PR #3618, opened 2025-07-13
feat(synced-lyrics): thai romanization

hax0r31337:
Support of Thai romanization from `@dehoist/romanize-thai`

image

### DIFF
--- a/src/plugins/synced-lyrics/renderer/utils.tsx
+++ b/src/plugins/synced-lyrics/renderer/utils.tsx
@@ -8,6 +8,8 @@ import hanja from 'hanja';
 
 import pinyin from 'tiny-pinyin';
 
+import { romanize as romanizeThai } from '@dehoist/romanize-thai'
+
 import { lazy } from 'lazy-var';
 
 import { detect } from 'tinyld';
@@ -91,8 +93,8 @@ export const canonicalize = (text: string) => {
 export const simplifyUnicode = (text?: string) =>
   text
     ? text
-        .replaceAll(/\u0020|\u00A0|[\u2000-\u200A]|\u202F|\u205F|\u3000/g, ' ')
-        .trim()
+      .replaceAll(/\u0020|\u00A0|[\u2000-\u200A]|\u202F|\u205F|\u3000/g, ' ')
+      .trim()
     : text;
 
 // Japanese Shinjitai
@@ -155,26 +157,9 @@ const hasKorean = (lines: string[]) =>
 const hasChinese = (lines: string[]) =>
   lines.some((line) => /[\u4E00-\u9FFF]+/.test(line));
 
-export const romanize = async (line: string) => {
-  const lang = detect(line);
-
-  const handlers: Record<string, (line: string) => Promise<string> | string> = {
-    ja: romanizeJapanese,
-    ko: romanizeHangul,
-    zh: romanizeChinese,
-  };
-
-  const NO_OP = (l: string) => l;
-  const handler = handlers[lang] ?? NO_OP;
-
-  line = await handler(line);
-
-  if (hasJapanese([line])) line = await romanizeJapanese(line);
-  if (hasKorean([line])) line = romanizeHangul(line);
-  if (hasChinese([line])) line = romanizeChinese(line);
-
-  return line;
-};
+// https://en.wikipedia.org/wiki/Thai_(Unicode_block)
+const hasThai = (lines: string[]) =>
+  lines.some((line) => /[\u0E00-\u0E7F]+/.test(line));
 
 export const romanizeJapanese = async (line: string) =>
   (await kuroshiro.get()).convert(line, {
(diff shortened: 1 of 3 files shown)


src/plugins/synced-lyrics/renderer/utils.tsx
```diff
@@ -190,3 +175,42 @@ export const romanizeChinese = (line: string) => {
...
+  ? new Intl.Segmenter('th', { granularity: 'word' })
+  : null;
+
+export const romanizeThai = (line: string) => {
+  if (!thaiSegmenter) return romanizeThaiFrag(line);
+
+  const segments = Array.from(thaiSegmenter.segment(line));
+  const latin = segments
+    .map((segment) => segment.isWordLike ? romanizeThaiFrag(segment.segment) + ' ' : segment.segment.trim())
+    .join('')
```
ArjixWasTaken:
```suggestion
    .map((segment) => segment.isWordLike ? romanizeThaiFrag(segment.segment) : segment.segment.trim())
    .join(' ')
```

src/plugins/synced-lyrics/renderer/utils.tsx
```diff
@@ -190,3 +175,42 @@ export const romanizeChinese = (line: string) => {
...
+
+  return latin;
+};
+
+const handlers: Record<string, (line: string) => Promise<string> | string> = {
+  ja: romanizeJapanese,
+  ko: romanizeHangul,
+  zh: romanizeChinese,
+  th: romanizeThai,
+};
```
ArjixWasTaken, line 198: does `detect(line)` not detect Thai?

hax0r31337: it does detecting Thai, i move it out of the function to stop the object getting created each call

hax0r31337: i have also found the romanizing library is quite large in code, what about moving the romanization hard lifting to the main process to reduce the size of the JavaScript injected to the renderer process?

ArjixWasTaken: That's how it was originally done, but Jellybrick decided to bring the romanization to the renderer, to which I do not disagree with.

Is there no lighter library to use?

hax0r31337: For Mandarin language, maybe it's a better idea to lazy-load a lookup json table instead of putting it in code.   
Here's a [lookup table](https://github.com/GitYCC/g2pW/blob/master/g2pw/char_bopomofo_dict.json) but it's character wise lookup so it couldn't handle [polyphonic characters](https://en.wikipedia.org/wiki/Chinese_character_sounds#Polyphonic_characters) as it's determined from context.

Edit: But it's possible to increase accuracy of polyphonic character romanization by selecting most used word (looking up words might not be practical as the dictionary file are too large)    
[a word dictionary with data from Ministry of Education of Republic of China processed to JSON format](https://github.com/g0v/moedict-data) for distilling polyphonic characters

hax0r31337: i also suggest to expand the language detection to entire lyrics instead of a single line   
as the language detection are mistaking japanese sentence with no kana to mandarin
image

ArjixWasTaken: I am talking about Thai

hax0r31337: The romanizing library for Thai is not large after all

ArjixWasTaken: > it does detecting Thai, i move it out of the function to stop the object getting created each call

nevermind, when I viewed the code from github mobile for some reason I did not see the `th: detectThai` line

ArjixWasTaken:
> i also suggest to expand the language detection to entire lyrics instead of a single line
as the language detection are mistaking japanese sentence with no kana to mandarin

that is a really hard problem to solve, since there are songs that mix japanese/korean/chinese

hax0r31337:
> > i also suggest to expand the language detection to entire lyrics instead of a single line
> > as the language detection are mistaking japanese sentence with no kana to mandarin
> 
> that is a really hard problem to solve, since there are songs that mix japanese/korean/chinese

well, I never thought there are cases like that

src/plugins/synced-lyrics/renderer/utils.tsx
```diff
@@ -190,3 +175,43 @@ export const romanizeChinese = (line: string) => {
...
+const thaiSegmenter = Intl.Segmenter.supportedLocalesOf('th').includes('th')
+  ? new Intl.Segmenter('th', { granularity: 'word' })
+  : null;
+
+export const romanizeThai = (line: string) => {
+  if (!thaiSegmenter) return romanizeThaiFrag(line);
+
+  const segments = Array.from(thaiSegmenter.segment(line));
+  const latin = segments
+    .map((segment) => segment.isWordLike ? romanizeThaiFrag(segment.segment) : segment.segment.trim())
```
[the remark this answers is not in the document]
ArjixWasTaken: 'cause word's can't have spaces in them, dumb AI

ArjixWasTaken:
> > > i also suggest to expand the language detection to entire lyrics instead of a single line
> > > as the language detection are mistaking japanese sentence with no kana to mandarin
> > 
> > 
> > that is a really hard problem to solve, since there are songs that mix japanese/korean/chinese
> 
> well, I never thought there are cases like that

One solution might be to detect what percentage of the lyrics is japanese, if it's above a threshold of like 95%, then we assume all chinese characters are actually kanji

--

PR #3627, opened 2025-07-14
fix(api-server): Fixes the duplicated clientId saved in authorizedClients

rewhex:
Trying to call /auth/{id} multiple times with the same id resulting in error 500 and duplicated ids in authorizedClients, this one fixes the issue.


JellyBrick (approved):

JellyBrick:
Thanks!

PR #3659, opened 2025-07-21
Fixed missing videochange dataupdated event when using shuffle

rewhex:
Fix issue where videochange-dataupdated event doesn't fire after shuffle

...

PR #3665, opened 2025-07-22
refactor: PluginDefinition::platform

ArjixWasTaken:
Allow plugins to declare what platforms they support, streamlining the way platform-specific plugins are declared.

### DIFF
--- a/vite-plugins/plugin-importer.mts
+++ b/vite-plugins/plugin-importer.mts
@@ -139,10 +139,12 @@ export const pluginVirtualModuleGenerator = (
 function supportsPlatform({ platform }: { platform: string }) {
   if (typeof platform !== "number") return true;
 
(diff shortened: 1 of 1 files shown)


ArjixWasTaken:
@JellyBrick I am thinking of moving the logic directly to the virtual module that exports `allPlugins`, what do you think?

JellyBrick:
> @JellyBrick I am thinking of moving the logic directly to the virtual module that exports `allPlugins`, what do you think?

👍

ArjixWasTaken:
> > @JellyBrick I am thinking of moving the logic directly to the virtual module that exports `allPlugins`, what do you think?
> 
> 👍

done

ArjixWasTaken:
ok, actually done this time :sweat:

Task item:
Which lines in the listing above hold the word "importer"? Show each of them.

Expected output:
--- a/vite-plugins/plugin-importer.mts
+++ b/vite-plugins/plugin-importer.mts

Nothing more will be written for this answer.